The U.S. Food and Drug Administration (FDA) said last week it is expediting its efforts to create rules for CBD and plans to publish a report on its progress by early fall.
Amy Abernathy, the FDA’s acting chief information officer, took to Twitter last Friday and said the federal agency is aware the industry is anxiously awaiting its policy framework.
FDA is expediting its work to address the many questions about cannabidiol (CBD). This is an important national issue with public health impact, & an important topic for American hemp farmers and many other stakeholders.
– Amy Abernethy, FDA’s chief information officer via Twitter
Abernathy notes the agency heard testimony from 100 speakers at a May 31 public hearing on CBD policy and collected more than 3,400 comments from an online public docket that closed July 16.
“We are enthusiastic about research into the therapeutic benefits of CBD products but also need to balance safety,” she said. “To understand the breadth of issues and gather data on safety we have conducted a public hearing, reviewed the medical literature, and have an open public docket.”

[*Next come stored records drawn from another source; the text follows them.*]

PR #4360, opened 2017-03-02
Fixes #4357. 

### LINKED ISSUE #4357: Change URL handling in element templates
Users have requested more flexibility about how urls are dealt with in element templates. See, for example, issue #4213. We plan to change this behavior in Polymer 2.x.

The root problem stems from the following, given: 
```
<template>
  <img src="foo/bar.jpg">
</template>
```

What URL should this `src` be resolved against?

There are multiple answers that make sense: (1) the URL of the HTMLImport in which the element is defined, (2) the main document, (3) some other URL where all page resources are.

Polymer 1.x and related tools had the following, somewhat odd, rules. Inside element templates, the following URLs were re-written to be relative to the HTMLImport in which the element was defined:
* URLs in `<style`> elements
* URLS in attributes: `src`, `style`, `href`, `url`
* URLS in `<form>`'s attribute: action

URLs inside bindings were not re-written. Polymer 1.x provided a `resolveUrl` method that could be called to create a binding with an element HTMLImport document relative URL.

Specifically users have [complained](https://github.com/Polymer/polymer/issues/4213) that it especially does not make sense to re-write `href` attributes for `<a>` elements as this is almost never what the user wants.

sorvell:
Adds `importPath` and `rootPath` properties to Polymer.Element. The `importPath` property defaults to the path part of the url containing the dom-module matching the element's static `is` property. The `rootPath` property is set to the `Polymer.rootPath` property and defaults to the path part of the main document url. These properties can be used in bindings to url's. The `importPath` property is used to scope url's in element styles. [Note, this depends on this [html-imports pr](https://github.com/webcomponents/html-imports/pull/44) ].

### DIFF
--- a/lib/mixins/element-mixin.html
+++ b/lib/mixins/element-mixin.html
@@ -492,6 +492,8 @@ subject to an additional IP rights grant found at http://polymer.github.io/PATEN
        *       return memoizedTemplate;
        *     }
        *   }
+       *
+       * @returns {HTMLTemplateElement|string}
        */
       static get template() {
         if (!this.hasOwnProperty(goog.reflect.objectProperty('_template', this))) {
@@ -511,7 +513,9 @@ subject to an additional IP rights grant found at http://polymer.github.io/PATEN
        * used to create bindings relative to the import path.
        * Defaults to the path matching the url containing a `dom-module` element
        * matching this element's static `is` property.
-       * Note, this path does not contain a trailing `/`.
+       * Note, this path should contain a trailing `/`.
+       *
+       * @returns {string}
        */
       static get importPath() {
         if (!this.hasOwnProperty(goog.reflect.objectProperty('_importPath', this))) {
@@ -520,7 +524,6 @@ subject to an additional IP rights grant found at http://polymer.github.io/PATEN
             Object.getPrototypeOf(this.prototype).constructor.importPath;
         }
         return this._importPath;
-
       }
 
       constructor() {
@@ -551,7 +554,9 @@ subject to an additional IP rights grant found at http://polymer.github.io/PATEN
         // avoid dependence on `is` for polyfilling styling.
         if (this._template && !this._template.__polymerFinalized) {
           this._template.__polymerFinalized = true;
-          finalizeTemplate(this.__proto__, this._template, importPath + '/',
+          const baseURI =
+            importPath ? Polymer.ResolveUrl.resolveUrl(importPath) : '';
+          finalizeTemplate(this.__proto__, this._template, baseURI,
             this.localName);
         }
         super._initializeProperties();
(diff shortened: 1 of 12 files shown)


lib/mixins/element-mixin.html
```diff
@@ -501,6 +504,25 @@
...
 
+      /**
+       * Path matching the url from which the element was imported.
+       * This path is used to resolve url's in template style cssText.
+       * The `importPath` property is also set on element instances and can be
+       * used to create bindings relative to the import path.
+       * Defaults to the path matching the url containing a `dom-module` element
+       * matching this element's static `is` property.
+       * Note, this path does not contain a trailing `/`.
+       */
```
kevinpschaaf: `@returns {string}`

lib/mixins/element-mixin.html
```diff
@@ -392,13 +392,16 @@
      * style scoping.
      * @param {HTMLElement} proto
      * @param {HTMLTemplateElement} template
+     * @param {string} baseURI URL against which to resolve urls in
+     * style element cssText.
```
kevinpschaaf: `@returns {HTMLTemplateElement}`

lib/mixins/element-mixin.html
```diff
@@ -524,13 +546,18 @@
...
         if (this._template && !this._template.__polymerFinalized) {
           this._template.__polymerFinalized = true;
-          finalizeTemplate(this.__proto__, this._template, this.localName);
+          finalizeTemplate(this.__proto__, this._template, importPath + '/',
+            this.localName);
         }
         super._initializeProperties();
+        // set path defaults
+        this.rootPath = Polymer.rootPath;
+        this.importPath = importPath;
```
kevinpschaaf: Reminder to discuss why it was bad if these went before initializeProperties

lib/utils/boot.html
```diff
@@ -18,6 +21,12 @@
   window.Polymer = function(info) {
     return window.Polymer._polymerFn(info);
   }
+
+  // support user settings on the Polymer object
+  if (userPolymer) {
+    Object.assign(Polymer, userPolymer);
+  }
```
kevinpschaaf: Just noting, this fixes the ability to set `Polymer.sanitizeDOMValue` before loading polymer, closing a loophole where it's conceivable that main-document e.g. `dom-repeat`'s could upgrade before the sanitization hook is installed. 👍

lib/utils/resolve-url.html
```diff
@@ -13,99 +13,81 @@
...
+          workingURL = (u.href === 'http://a/c%20d');
+        } catch (e) {
+          // silently fail
+        }
+      }
+      if (workingURL) {
+        return (new URL(url, baseURI)).href;
+      }
+      // Fallback to creating an anchor into a disconnected document.
+      let doc = tempDoc;
```
kevinpschaaf: Why this indirection?

kevinpschaaf:
Also, looks like there's some Linux 41 issue

PR #4363, opened 2017-03-02
Adds `restamp` mode to dom-repeat.

### LINKED ISSUE #1713: dom-repeat is not properly updating elements on filter/sort
When you utilize the filter/sort attributes the repeated nodes are not updating properly. This is the same behavior that was exhibited in the [Polycast](https://www.youtube.com/watch?v=2UKPRbrw3Kk&list=PLOU2XLYxmsII5c3Mgw6fNYCzaWrsM3sMN&index=5) on using core-list.

Rob gave a workaround for this by using `data-index="{{index}}"`. This seemed to fix the issue for his use case but when using the filter and sort attributes things get weird really quick.

I threw together a quick demo of this (it utilizes `iron-image` and `iron-ajax` so I opted to just give you a repo instead of a jsbin) it is [here](https://github.com/jshcrowthe/dom-repeat-bug) (Pardon the whimsical API). A link to the running demo: http://jshcrowthe.github.io/dom-repeat-bug/ (After the data loads note the position and color/images utilized then mess with the filters).

kevinpschaaf:
Fixes #1713 

When `restamp` is true, template instances are never reused with different items.  Instances mapping to current items are moved to their new location, new instances are created for any new items, and instances for removed items are discarded.  This mode is generally more expensive than `restamp: false` as it results in more instances to be created and discarded during updates and disconnection/reconnection churn.  By default, object identity is used for mapping instances to items.  Set `restampKey` to provide key based identity. 

When `restamp: true` is used, `restampKey` can be used to provide a path into the item object that serves as a unique key for the item rather than using object identity, for purposes of mapping instances to items.  Instances for items with the same key will be reused, while all others will be either restamped or discarded.


azakus:
@kevinpschaaf please rebase

evorapa:
Is this PR still in progress? I see that the tests pass on chrome but timeout on firefox. Is there any ETA for this being functional?

TimvdLippe:
@azakus Rebased and fixed the tests

sushantbs:
Any updates about when this will be available? Have been waiting for this for a while.

TimvdLippe:
The change was reverted as @kevinpschaaf and @sorvell wanted to improve the API, but wasnt in the PR. We should be able to get the ball rolling again soon!

sushantbs:
@TimvdLippe, @sorvell Would be nice if you could let us the reasons for reverting the PR and what are the use cases that the API needs to cater to. 
Maybe I, or someone from the community, can possibly take this up?

Thanks for all the great work...

TimvdLippe:
@sushantbs Paging that to @kevinpschaaf and @sorvell who wanted to have some more discussion and tackle some issues. I am not aware of the enhancements they want to make to this PR :smile:

skortchmark9:
Would be nice to know what happened here.

leebickmtu:
@TimvdLippe @kevinpschaaf @sorvell 
So is restamp planned to be re-added at any point?

kevinpschaaf:
This implementation was put on hold, out of concern that the algorithm that was used to maintain key-instance identity was too simplistic and could have pathologically-bad performance as a result.

In the interim, a more complicated but [performance-optimized algorithm](https://github.com/Polymer/lit-html/pull/501) was implemented in `lit-html`'s `repeat` directive.  Back-porting that to Polymer would be a significant amount of work and at this point in the Polymer library's [lifecycle](https://www.polymer-project.org/blog/2018-05-02-roadmap-faq) we realistically probably wouldn't implement such a significant new feature.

1/3 FDA is expediting its work to address the many questions about cannabidiol (CBD). This is an important national issue with public health impact, & an important topic for American hemp farmers and many other stakeholders. pic.twitter.com/XQbXb0KspU
— Dr. Amy Abernethy (@DrAbernethyFDA) July 12, 2019
FDA’s multi-billion dollar decision
Today in the U.S. only CBD topical products such as beauty products and anti-aging creams are legal for sale. But the FDA is looking into the safety, manufacturing, product quality, marketing, labelling and sales of the wellness compound to be used in food, drink and supplements.
Abernathy said the agency plans to report progress on the issue somewhere between the end of summer and early fall.

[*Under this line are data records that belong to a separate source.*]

PR #4365, opened 2017-03-03
Remove use of node.shadyRoot in testing

azakus:
node.shadowRoot works in both native and polyfill


sorvell:
Failures are expected based on HTMLImports polyfill... will be fixed via https://github.com/Polymer/polymer/pull/4360.

PR #4389, opened 2017-03-07
Don't override the goog namespace if it already exists

ChadKillingsworth:
When used on the same site as closure-library, the `goog` namespace is overwritten by the reflection shim.

Alternatively, you have the option to use the specially named `JSCompiler_renameProperty` function which has the exact same functionality. The compiler recognizes either signature but `JSCompiler_renameProperty` is much less likely to be used by other projects. It's specific to soy templates mainly.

The FDA policy options could range from making pure CBD isolates illegal, to allowing sales under strict compliance rules that apply to most supplements, or waiving FDA requirements altogether.
U.S. cannabis market research firm Brightfield Group said in a recent report if the FDA gives the green light for CBD to be used in food and supplements it will help create a US$23.7 billion industry by 2023 in America.

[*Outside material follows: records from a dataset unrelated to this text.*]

PR #4397, opened 2017-03-09
add `behaviors` to instances too

### LINKED ISSUE #4396: 2.x class-based elements don't have behaviors defined in the constructor
A legacy element (`Polymer({ is: 'my-el' })`) will have `behaviors` defined for each instance.

A class-based element (`class MyEl extends Polymer.Element`) will instead have `behaviors` defined in the constructor, so each instance must access via `this.constructor.behaviors`.
http://jsbin.com/fufikun/1/edit?html,console,output

How should hybrid element authors go about it?

valdrinkoshi:
Fixes #4396, https://github.com/PolymerElements/iron-a11y-keys-behavior/issues/69

### DIFF
--- a/lib/legacy/class.html
+++ b/lib/legacy/class.html
@@ -54,7 +54,7 @@ subject to an additional IP rights grant found at http://polymer.github.io/PATEN
       if (!Array.isArray(behaviors)) {
         behaviors = [behaviors];
       }
-      let superBehaviors = klass.behaviors;
+      let superBehaviors = klass.prototype.behaviors;
       // get flattened, deduped list of behaviors *not* already on super class
       behaviors = flattenBehaviors(behaviors, null, superBehaviors);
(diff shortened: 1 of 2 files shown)


lib/legacy/class.html
```diff
@@ -63,6 +63,7 @@
         behaviors = superBehaviors.concat(behaviors);
       }
       klass.behaviors = behaviors;
```
sorvell: Let's remove this off the class if we're putting it on the prototype.

lib/legacy/class.html
```diff
@@ -63,6 +63,7 @@
...
+      klass.prototype.behaviors = behaviors;
```
valdrinkoshi: not sure if this should belong to the mixin or the legacy element, same for `properties`.
Should I just have two getters in the LegacyElementMixin?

The U.S. market for CBD this year is estimated at US$5 billion, according to Brightfield, which means FDA approval will help the wellness extract reach a compound annual growth rate of 47 per cent.
“The agency is under pressure from Congress and a number of key industry players to move through this process quickly, and as such is likely to significantly cut down its typical 2-year timeline for rolling out standards and regulations with regard to CBD,” Brightfield notes in its report.
Democrat Senator Ron Wyden representing Oregon urged the FDA last month to speed up its regulatory process for CBD in a letter to the agency, saying its timeline on the issue is “fully unacceptable.”
CBD safety first
Because the FDA went through a lengthy process to approve Epidiolex last year, the CBD-containing drug developed by GW Pharmaceuticals PLC (NASDAQ: GWPH), former FDA commissioner Scott Gottlieb said to create a policy framework for CBD to be used in food could take years without intervention from Congress.
The FDA said Americans should not consider CBD to be a complete risk free cure-all substance in a consumer report published earlier in July.
“There are many unanswered questions about the science, safety, and quality of products containing CBD,” the FDA report said.
The FDA cited one study from the University of Arkansas that found high doses of CBD brought on liver damage in mice within 24 hours. However, critics argue the mice were given doses that far exceed any reasonable amount human typically ingest (equivalent of 42,00 milligrams).